What you should do: Please return the lines of the data that contain "Optional".

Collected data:
__________

PR #97, opened 2020-04-18
Phone Number Authentication + Forgot Password Functionality

kennethlien:
[//]: # "These comments are meant for your reference. They are invisible and don't need to be deleted!"

# What's new in this PR
It is now possible to reset your password by clicking 'forgot password' in the log in screen.
Signing up + Resetting passwords now sends a text to your phone after verifying you're not a robot.

Changes:
- `SignUpScreen.js` initializes firebase, no longer creates a new user on Airtable until the phone number is verified.
- `LogInScreen` has a new button, 'Forgot Password', to reset a user's password.
- To reset password, the `LogInScreen` redirects to the new `PasswordResetScreen`, where after verifying a user's number, they will be prompted to enter their new password and return to the log in screen.
Note: Both signing up and resetting password follow the same flow to verify, detailed below.

Verification Flow:
- From either `SignUpScreen.js` or `PasswordResetScreen`, `RecaptchaVerifierModal` is opened, and after being closed, `VerificationModal.js` will be opened.
- Props containing the state of the screen the verification modal was opened will be passed in, so that when the correct code is entered the modal will close and update the state of the screen.

There were some funky ways of passing in functions that eslint really didn't like, but it made callbacks work so they're there for now.

[//]: # "Describe what's new in this PR in a few lines. A description and bullet points for specifics will suffice."

## Relevant Links
https://docs.expo.io/versions/latest/sdk/firebase-recaptcha/
### Online sources
https://docs.expo.io/versions/latest/sdk/firebase-recaptcha/

[//]: # "Optional - copy links to any tutorial or documentation that was useful to you when working on this PR"

### Related PRs

[//]: # "Optional - related PRs you're waiting on/ PRs that will conflict, etc; if this is a refactor, feel free to add PRs that previously modified this code"

Dependent on Firebase PR.

## How to review

[//]: # "The order in which to review files and what to expect when testing locally"

To prevent yourself from being logged out while testing, use 6505555056 as your number, and 666666 as your code.

Try to close out the recaptcha/create an account/reset passwords in any way that causes unexpected functionality.

Known issues are swiping down on the recaptcha will break the app and require clearing the app from memory, pressing close will require you to resend your code.

## Next steps

[//]: # "What's NOT in this PR, doesn't work yet, and/or still needs to be done"

## Tests Performed, Edge Cases

[//]: # "Hopefully we will add a testing suite/CI soon, but until then note down the steps you took to test locally"

### Screenshots

[...]

PR #142, opened 2020-05-01
Fixed keyboard covering on Log In and Sign Up

### LINKED ISSUE #63: Fix keyboard covering issues on Login and Signup
Replace the temporary fix of shrunken spacing on login and signup from #56 with keyboardAvoidingView or some long-term solution. With the current spacing, it can still be blocked by the keyboard (iPhone 8 on the left)

image

wangannie:

# What's new in this PR
* Resolves #63 where the keyboard covered the text fields and buttons on smaller screens.
* Added Keyboard Avoiding to new auth screens from #97 

Note: I was originally using a regular `KeyboardAvoidingView` for `AuthScreenContainer` but I was having issues where the content would end up overlapping since it just adjusted with `flex: 1` and refused to go off the screen. I decided to switch to wrapping everything in a `ScrollView` inside `KeyboardAvoidingView` so the spacing wouldn't have to be adjusted based on screen size, and it makes sure that all of the screen content can always be accessible. Unfortunately, this sacrifices the smoothness of a pure `KeyboardAvoidingView`, but is probably the best solution for accessibility across different types of devices.

5/5 Update: Turned all the repeated `ScrollView`s into `AuthScrollContainer` with all the needed attributes.

## How to review
* Go through the login and signup flows and see if the behavior is intuitive. You should be able to:
  * Tap a text field/button without having to dismiss the keyboard
  * Moving away from the first text field in both LogIn and SignUp should automatically scroll you to the bottom so the button should be visible.
  * You should always be able to scroll up to hit the back button
  * On larger devices where all of the screen content is visible, there shouldn't be any visible auto-scrolling behavior and everything should look/work like it used to.

* I was having issues with my emulator, so this still needs to be tested on Android @12aschen Use [this expo link ](https://exp.host/@wangannie/healthy-corners-rewards-androidtestkeyboard)to test on Android.

### Online sources
Shoutout to @averyyip and https://github.com/calblueprint/1951coffee/pull/13 for the inspiration in 1951 to do a `ScrollView` within a `KeyboardAvoidingView` I still thought their interaction was rather jank, so I added the automatic scrolling to the bottom to make sure the proper fields will show.

### Related PRs
Originally began updating this in #97 but decided to split it up into a separate PR.

## Next steps
n/a

### Screenshots
https://www.loom.com/share/0f09f45e55fa41d1b1ee4ddb0efa739f

Behavior in new auth screens
https://www.loom.com/share/b70aed83bbfa47d591553e111b51c57f

CC: @anniero98 


screens/auth/LogInScreen.js
```diff
@@ -160,55 +160,66 @@ export default class LogInScreen extends React.Component {
...
-          </FilledButtonContainer>
-
-          {/* TODO @tommypoa: Forgot password functionality
+        <ScrollView
+          ref={(ref) => {
+            this.scrollView = ref;
+          }}
+          style={{ flex: 1 }}
+          keyboardShouldPersistTaps="always"
+          showsVerticalScrollIndicator={false}>
```
kennethlien, line 169: idk what this is but i assume it's doing the magic thing, you're an absolute legend

screens/auth/SignUpScreen.js
```diff
@@ -300,21 +306,22 @@ export default class SignUpScreen extends React.Component {
...
 
             <AuthTextField
               fieldType="Phone Number"
               value={this.state.values[signUpFields.PHONENUM]}
-              onBlurCallback={(value) =>
-                this.updateError(value, signUpFields.PHONENUM)
-              }
+              onBlurCallback={(value) => {
+                this.updateError(value, signUpFields.PHONENUM);
+              }}
```
tommypoa, line 324: If for some reason the user scrolls up while typing the phone number, perhaps to change their name (such that the sign up button is hidden but the password field is not hidden), tapping on the password field does not animate to show the sign up button – maybe add the blur callback to the phone number field too? Definitely an edge case though

wangannie: Yes nice catch! I added it to both fields now.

__________

Reply to the task:
[//]: # "Optional - copy links to any tutorial or documentation that was useful to you when working on this PR"
[//]: # "Optional - related PRs you're waiting on/ PRs that will conflict, etc; if this is a refactor, feel free to add PRs that previously modified this code"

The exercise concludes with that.